Various sound effects are taken from the episodes listed above, and several quotes from Serling's voice-overs are featured, including "You unlock this door with the key of imagination" from one of the show's opening sequences, plus, "Dance with the devil, at your own risk, in the Twilight Zone" if the player tilts.

Additionally, many more Twilight Zone references appear in the backbox artwork, including:

- Masks from the episode "The Masks" are mounted on the wall immediately left of the door.
- A street sign for the 300 block of Maple Street references "The Monsters are Due on Maple Street".
- A baseball cap and jersey with the letter "Z" on both, are hanging near the door, and reference the Hoboken Zephyrs from "The Mighty Casey".
- A bomber jacket with a suicide king and a nine of hearts is hanging near the door, a reference to "King Nine Will Not Return".
- A 1964 US quarter, standing on end, is a reference to "A Penny for Your Thoughts", 1964 referencing the year the show went off the air.
- A flag for the 7th Cavalry references "The 7th Is Made Up of Phantoms".
- A life preserver with the words "Queen of Glasgow" is hanging in the upper left corner and references "Judgment Night".
- A Santa Claus stocking cap sits atop a mannequin head in the upper right corner and references "The Night of the Meek".
- Willie from the episode “The Dummy” can be seen sitting beside Rod Serling.
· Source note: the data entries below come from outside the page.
PR #2228, opened 2018-10-31
csrf: cookie settings + builder + `createResponseCookie` usage

ahjohannessen:
- fix `checkCSRFToken` to use `createResponseCookie`.
 - make it possible to configure various relevant settings
   for csrf cookie.
 - add builder for `CSRF`
 - add ability to read token from form

### DIFF
--- a/server/src/main/scala/org/http4s/server/middleware/CSRF.scala
+++ b/server/src/main/scala/org/http4s/server/middleware/CSRF.scala
@@ -61,7 +61,7 @@ final class CSRF[F[_], G[_]] private[middleware] (
     key: SecretKey,
     headerCheck: Request[G] => Boolean,
     csrfCheck: CSRF[F, G] => CSRF.CSRFCheck[F, G]
-  )(implicit F: Sync[F]) { self =>
+)(implicit F: Sync[F]) { self =>
   import CSRF._
 
   private val csrfChecker: CSRFCheck[F, G] = csrfCheck(self)
@@ -90,14 +90,14 @@ final class CSRF[F[_], G[_]] private[middleware] (
     */
   def createResponseCookie(token: CSRFToken): ResponseCookie =
     ResponseCookie(
-      name      = cookieSettings.cookieName,
-      content   = unlift(token),
-      expires   = None,
-      maxAge    = None,
-      domain    = cookieSettings.domain,
-      path      = cookieSettings.path,
-      secure    = cookieSettings.secure,
-      httpOnly  = cookieSettings.httpOnly,
+      name = cookieSettings.cookieName,
+      content = unlift(token),
+      expires = None,
+      maxAge = None,
+      domain = cookieSettings.domain,
+      path = cookieSettings.path,
+      secure = cookieSettings.secure,
+      httpOnly = cookieSettings.httpOnly,
       extension = cookieSettings.extension
     )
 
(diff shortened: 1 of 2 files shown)


ahjohannessen:
@jmcardon Fix for the bug you mentioned in https://github.com/http4s/http4s/pull/2213

rossabaker:
I don't know CSRF very well, but I stumbled across [this discussion](https://security.stackexchange.com/questions/175536/does-a-csrf-cookie-need-to-be-httponly).  Does that discussion ring true to people who know what they're taking about?

jmcardon:
@rossabaker that's correct.

I think better yet would be making this field optional. The csrf token being accessible from js is sort of a necessity anyway @ some point.

ahjohannessen:
@jmcardon @rossabaker Updated the PR by adding `CSRFCookieSettings`. WDYT?

jarreds:
I like this setup. Was looking to add `SameSite=strict` to the cookie and this would allow that.

server/src/main/scala/org/http4s/server/middleware/CSRF.scala
```diff
@@ -244,6 +247,24 @@ final class CSRF[F[_], G[_]] private[middleware] (
 
 object CSRF {
 
+  final case class CSRFCookieSettings(
```
rossabaker: Are we fairly certain that nothing will be added to this in the future?  I'm trying to move away from case classes for config for binary compatibility reasons.  My altnernative has been the server and client builders, which are painful to write, but can support additions in the future without breaking code.

jarreds: +1 on builders. Started on a (much less thorough) builder-like addition here https://github.com/http4s/http4s/pull/2235 until i discovered this PR.

ahjohannessen: I don’t think much more is needed wrt cookie settings. Are you thinking about a builder for the middleware itself @rossabaker ?

ahjohannessen:
According to [this site](https://scotthelme.co.uk/csrf-is-dead), apparently:
> `Same-Site` cookies completely and effectively neutralise CSRF attacks.

@rossabaker wrt nothing being added in the future, these two are missing:
```scala
expires: Option[HttpDate] = None,
maxAge: Option[Long] = None,
```

I do not see how those are relevant.

ahjohannessen:
@rossabaker Would it be useful to add this as a middleware:
```scala
/** [[Middleware]] for lifting application/x-www-form-urlencoded values
  * into the request header values. This middleware is particular useful
  * for scenarios where you use some middleware, e.g. `CSRF`, and need
  * to check for a header value that is only available as a form value.
  * */
object UrlFormToHeader {

  type FieldName  = String
  type HeaderName = String

  /*
   * Form fields listed in `fieldNames` are attempted to be lifted into headers.
   * It does not try to replace headers that already exist with same name.
   * */
  def apply[F[_]: Sync, G[_]: Sync](nt: G ~> F)(
    fieldNames: NonEmptyList[String],
    fieldToHeader: FieldName ⇒ HeaderName = identity,
    checkRequest: Request[F] ⇒ Boolean = !_.method.isSafe,
    strictDecode: Boolean = false
  ): Http[F, G] ⇒ Http[F, G] =
    http ⇒
      Kleisli { req ⇒
        def fieldsToHeaders(form: UrlForm): F[Response[G]] = {

          val relevantFormValues = form.values.filterKeys(fieldNames.contains_).toList
          val lifted = relevantFormValues.flatMap {
            case (k, vs) ⇒ vs.headOption.map(v ⇒ Header(fieldToHeader(k), v))
          }

          val original   = req.headers.toList
          val filtered   = lifted.filter(original.contains_(_))
          val newRequest = req.putHeaders(filtered: _*)

          http(newRequest)
        }

        req.headers.get(headers.`Content-Type`) match {
          case Some(headers.`Content-Type`(MediaType.application.`x-www-form-urlencoded`, _)) if checkRequest(req) ⇒
            for {
              decoded ← nt(UrlForm.entityDecoder[G].decode(req, strictDecode).value)
              resp    ← decoded.fold(mf ⇒ nt(mf.toHttpResponse[G](req.httpVersion)), fieldsToHeaders)
            } yield resp

          case _ ⇒ http(req)
        }
    }
}
```

This means that one could to this:

```scala

def csrf(routes: HttpRoutes[F]) = {
 val ufthM = UrlFormToHeader(NonEmptyList.one("X-Csrf-Token"))
 val csrfM = ???
 utfhM(csrfM.validate()(routes))
} 

val wrapped = csrf(routes1 <+> routes2)
```

server/src/main/scala/org/http4s/server/middleware/CSRF.scala
rossabaker: I was thinking a builder for the config, but I suppose it could be a builder for the middleware.  We merged configuration and builder in the server and client builders.  I haven't fully thought through the ergonomics of it for middleware.  :thinking:

* `CSRF(http)`: defaults
* `CSRF.withCookieName("x-csrf-token").withSecure(true)(http)`

So `CSRF` is a class that is `Http` => `Http`.  Object (or value) `CSRF` is  `CSRF` with default values.  And you can configure things until applying the `http`.

This pattern could apply to a few middlewares, and people are antsy for 0.20.  Maybe we roll with it as is, and introduce this refactoring before 1.0.

ahjohannessen:
To be honest @rossabaker I only have a specific need wrt. CSRF. It can be solved similar to this:

```scala

  def filter2(predicate: Request[G] ⇒ Boolean = _.method.isSafe,
              r: Request[G],
              http: Http[F, G],
              f: G ~> F): F[Response[G]] =
    if (predicate(r)) {
      validate(r, http)
    } else {
      checkCSRFDefaultV2(r, http, f)
    }

  def validate2(predicate: Request[G] ⇒ Boolean = _.method.isSafe,
                f: G ~> F): Middleware[F, Request[G], Response[G], Request[G], Response[G]] = { http ⇒
    Kleisli { r: Request[G] ⇒
      filter2(predicate, r, http, f)
    }
  }

  def checkCSRFDefaultV2(r: Request[G], http: Http[F, G], fk: G ~> F): F[Response[G]] = {
    for {
      ht ← F.pure(r.headers.get(headerName).map(_.value))
      ft ← if (ht.isDefined) F.pure(ht) else {
            fk(r.as[UrlForm].map(_.values.get("X-TSec-Csrf").flatMap(_.headOption)))
           }
      r ← ft match {
           case Some(t) ⇒ checkCSRFToken(r, http, t)
           case None    ⇒ F.pure(onFailure)
         }
    } yield r
  }


```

Two of the most prominent features of the game, the Gumball Machine and "The Power", do not appear in the TV series at all.

== Reception ==
An article in The Flipside found it to satisfy the most demanding of pinball players with its depth of gameplay, although it could be confusing for beginners.

==Digital versions==
After a successful kickstarter to raise funding for the third party license Twilight Zone released for The Pinball Arcade for several platforms on February 5, 2013. Roger Sharpe who negotiated the license for the physical table also assisted with this. The table was delisted with the loss of the Williams license on June 30, 2018.

The table was released in Pinball FX on April 13, 2023, and includes optional additional animations.